Probabilities that phosphoproteins and nonphosphoproteins will interact with proteins that have phosphoprotein binding domains (PPBDs).
The average normalized interaction probabilities of phosphoproteins (red bars) and nonphosphoproteins (blue bars) in the “ALL” phospho-PPI network with each type of PPBD or with all PPBDs (indicated on the horizontal axis) are shown.
Figure 6.
Number counts of interacting protein pairs of each phosphorylation pattern shown in the phospho-PPI network.
Respective rows of panels correspond to the three phosphorylation patterns of two interacting proteins: “Both” (A,B) “Either” (C,D) and “Neither” (E,F) respective columns correspond to PPI categories of “ALL” (A,C,E) and “Y2H” (B,D,F). In each panel, data are shown for two types of phospho-PPI networks: “whole” (i.e. unfiltered) and “filtered” (see text). Colored bars (purple, blue, and pink) represent number counts of protein interactions in real data sets; gray bars show mean values of those estimated by negative controls generated by random edge rewiring (N = 10,000). Error bars represent s.d. Blue/red asterisks denote significance of values higher/lower than those of negative controls (***P<0.001).
Figure 7.
Kinases inferred to yield co-phosphorylation of proteins in the same protein complex.

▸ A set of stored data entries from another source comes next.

PR #6453, opened 2025-05-13
Update svglite-based snapshots

teunbrand:
For a few visual tests, we use a custom svglite writer instead of vdiffr's writer to incorporate patterns.
The latest release of svglite appears to write text slightly differently, which this PR updates.


teunbrand:
I've piggybacked this into #5974, so this can be closed

Issue #6459, opened 2025-05-15
Chore: standardize one-liner ggproto methods to use `{`


yjunechoe:
There are some inconsistencies in how one-liner ggproto methods are written, with and without `{`. As far as I can tell, `{` for one-liners seems like an arbitrary stylistic choice in the source code

```r
library(ggplot2)

Geom$setup_data
#> <ggproto method>
#>   <Wrapper function>
#>     function (...) 
#> setup_data(...)
#> 
#>   <Inner function (f)>
#>     function (data, params) 
#> data

Stat$setup_data
#> <ggproto method>
#>   <Wrapper function>
#>     function (...) 
#> setup_data(...)
#> 
#>   <Inner function (f)>
#>     function (data, params) 
#> {
#>     data
#> }
```

It's my understanding that starting a function body with `{` is more standard. It lets methods show up on the RStudio outline pane and also some debugging functions require it (ex: `trace()` with an `at` argument).

A quick search finds a few hits for one-liners without `{` like `Geom$setup_data`:

```r
library(ggplot2)
ggprotos <- mget(ls("package:ggplot2"), asNamespace("ggplot2"), ifnotfound = list(NULL)) |>
  Filter(\(x) inherits(x, "ggproto"), x = _)
ggproto_methods_nobrackets <- lapply(ggprotos, \(x) {
  Filter(
    \(m) inherits(x[[m]], "ggproto_method") &&
      length(body(get(m, x))) == 1,
    ls(envir = x)
  )
})
sum(lengths(ggproto_methods_nobrackets))
#> [1] 19
Filter(length, ggproto_methods_nobrackets) |>
  head()
#> $Coord
#> [1] "is_free"   "is_linear"
#> 
#> $CoordCartesian
#> [1] "is_free"   "is_linear"
#> 
#> $CoordFixed
#> [1] "is_free"
#> 
#> $CoordPolar
#> [1] "aspect"  "is_free"
#> 
#> $CoordRadial
#> [1] "is_free"
#> 
#> $CoordSf
#> [1] "is_free" "labels"
```

This should be a trivial, non-intrusive chore that's easy to unit test. I'm happy to PR this if it seems within scope!

teunbrand:
Thanks for the issue June! I believe from our prior discussion that one-liners are also un`trace()`able, right? In any case, if it is harmless and `{` is preferred, I see no obstacles for a PR :)

PR #6460, opened 2025-05-15
Ensure ggproto methods start with `{`

yjunechoe:
As discussed in #6459, this PR changes instances of `function() ...` into `function() { ... }` for ggproto methods.

There was one not-so-trivial case of `ScaleDiscrete$transform`:

https://github.com/tidyverse/ggplot2/blob/86b32ce1b2e4b0f7eddb44115be342a4e32a5919/R/scale-.R#L981-L983

Because `base::identity()` is a one-liner without `{`, this fails the test:

```r
identity
#> function (x) 
#> x
#> <bytecode: 0x000001b6a4393740>
#> <environment: namespace:base>
```

In this PR, `ScaleDiscrete$transform` is now the spelled-out version:

```r
  transform = function(self, x) {
    x
  },
```


teunbrand:
Sorry for assuming a little bit of control over the PR, but some gnarly merge conflicts had emerged that were my fault. I also tweaked the test a little bit so that now it'll report which ggprotos and which method is failing.

PR #6470, opened 2025-05-21
Fix some lints

etiennebacher:


R/theme.R
```diff
@@ -990,7 +990,7 @@ combine_elements <- function(e1, e2) {
 
   # If e2 is 'richer' than e1, fill e2 with e1 parameters
   is_subclass <- !any(inherits(e2, class(e1), which = TRUE) == 0)
-  is_subclass <- is_subclass && length(setdiff(class(e2), class(e1)) > 0)
+  is_subclass <- is_subclass && length(setdiff(class(e2), class(e1))) > 0
```
etiennebacher, line 993: This was likely a bug but it was apparently never triggered.

etiennebacher:
I forgot that the `import-standalone` files are automatically generated, I reverted the change in this file.

R/theme.R
teunbrand: Good catch! It is for an interaction with extensions, which is hard to properly test

teunbrand (approved):
Looks good to me, thanks for the contribution!

PR #6469, opened 2025-05-21
revdepcheck 2025-05-20

thomasp85:

PR #6471, opened 2025-05-21
Fix reverse dependency issue with facet labelling

teunbrand:
This PR aims to fix a problem identified in #6469.

Briefly, some packages assumed that `facet$params$labeller` is a function.
In #6138 we stopped matching character input to functions, so that no longer holds true.
This PR matches character input to functions again.


thomasp85 (approved):
LGTM

PR #6118, opened 2024-09-20
Make `ScaleDiscrete$map()` compatible with vctrs-palettes

teunbrand:
This PR aims to fix #6117.

Briefly, `ScaleDiscrete$map()` has been made vctrs-aware and now works with 2D structures too.

A demonstration:

``` r
devtools::load_all("~/packages/ggplot2")
#> ℹ Loading ggplot2

rcrd <- vctrs::new_rcrd(list(foo = LETTERS[1:3], bar = 1:3), class = "foo")

# Because `alpha()` casts to character, we can show the 'rcrd' palette works
as.character.foo <- function(x) {
  x <- vec_match(x, rcrd)
  c("dodgerblue", "orchid", "limegreen")[x]
}

# For demonstration purposes
format.foo <- function(x, ...) format(vec_proxy(x), ...)

p <- ggplot(mpg, aes(displ, hwy, colour = drv)) +
  geom_point() +
  scale_colour_manual(
    values = rcrd,
    na.value = NA
  )
p
```

``` r

head(layer_data(p)$colour)
#> <foo[6]>
#>      
#> 1 B 2
#> 2 B 2
#> 3 B 2
#> 4 B 2
#> 5 B 2
#> 6 B 2
```

<sup>Created on 2024-09-20 with [reprex v2.1.1](https://reprex.tidyverse.org)</sup>

PR #6474, opened 2025-05-22
Fix reverse dependency issue with scale `na.value`

teunbrand:
This aims to fix a problem identified in #6469.

Briefly, using `vec_c()`  to concatenate the palette with `na.value` is  too strict in some cases. It was introduced in #6118.
Herein, we use regular `c()`, relying on `vctrs:::c.vctrs_vctr` to handle to vctrs case correctly.


thomasp85 (approved):
LGTM

PR #6475, opened 2025-05-22
Fix reverse dependency issue with `scale_backward_compatibility()`

teunbrand:
This PR aims to fix a problem identified in #6469.

Briefly, the `scale_backward_compatibility()` fallback we used sometimes got handed `scale = NULL`, which I didn't anticipate. That change was introduced in #5946. Here, we inspect `type` to inform us what to do in that case.


thomasp85 (approved):
LGTM

PR #6490, opened 2025-05-30
Add kapa.ai integration to website

hadley:


_pkgdown.yml
```diff
@@ -299,7 +313,13 @@ news:
 navbar:
   structure:
     left: [intro, reference, news, articles, extensions]
+    right: [search, github, ai]
   components:
     extensions:
-      text: Extensions
```
teunbrand, line 304: image

There appears to be sufficient space to write this out in full on my end

teunbrand (commented):
Using `pkgdown::build_site()`, I get the following:

image

Is it supposed to work with the locally built version or should it only work once deployed?

_pkgdown.yml
hadley: You need to make the browser a bit narrower

teunbrand (approved):
Thanks for the PR Hadley! I trust it'll work once deployed

yutannihilation:
Confirmed it works on the dev version of website. Looks cool!

image

hadley:
@yutannihilation thanks for checking!

PR #6494, opened 2025-06-05
Support saving objects from `grDevices::recordPlot()`

ppoyk:
Add support for saving plot objects created by the `recordPlot` function from the base-R-bundled `grDevices` package. The dedicated function `replayPlot` is used in a new `grid.draw` method to display a `recordedplot` in a device.

 This enables `ggsave` to be used more flexibly with base R code.

### DIFF
--- a/R/save.R
+++ b/R/save.R
@@ -329,6 +329,10 @@ validate_device <- function(device, filename = NULL, dpi = 300, call = caller_en
 grid.draw.ggplot <- function(x, recording = TRUE) {
   print(x)
 }
+#' @export
+grid.draw.recordedplot <- function(x) {
+  grDevices::replayPlot(x)
+}
 
 absorb_grdevice_args <- function(f) {
   function(..., type, antialias) {


teunbrand:
Hi there, thanks for the PR! 
Just for clarification because there is no associated issue: what is the problem that this PR aims to solve?
From your description it seems you want `ggsave()` to work with base R plots, is that correct?
Can you give an example how this would be used?

thomasp85:
Thanks for this contribution. However, it is not the objective of `ggsave()` to be used for anything other than saving ggplots and as such we are not going to merge it

ppoyk:
That's unfortunate.

As ggsave is very user-friendly and intuitive function to use, it is ubiquitous for saving plots.
It would be handy to be able to save all major plot types (`grid`|`base R`) with just one function.

For posterity:
You can add the capability for `ggsave()` to save plot objects from `recordPlot()`. Globally define a new S3 method for `grid.draw()`, which is used internally by `ggsave()`.
```
grid.draw.recordedplot <- function(x) { replayPlot(x) }
```
The class produced by `recordPlot()` is "`recordedplot`".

(A) Conceptual diagram of an interacting kinate module (IKM) motif. (B,C) Kinases revealed to have significantly higher IKM formability than negative controls by data integration of the PPI network with in vitro kinase–substrate relationships (B) and with a literature-based collection of signaling pathways (C). For each kinase, arrows denote number counts of IKMs formed by that kinase and the “whole” (i.e. unfiltered) PPI network, with P values estimated from negative controls of the PPI network generated by RER and NLS (N = 10,000). Expected probability density distributions of number counts of IKMs observed in negative controls generated by node label shuffling and random edge rewiring are shown by gray and white bars, respectively.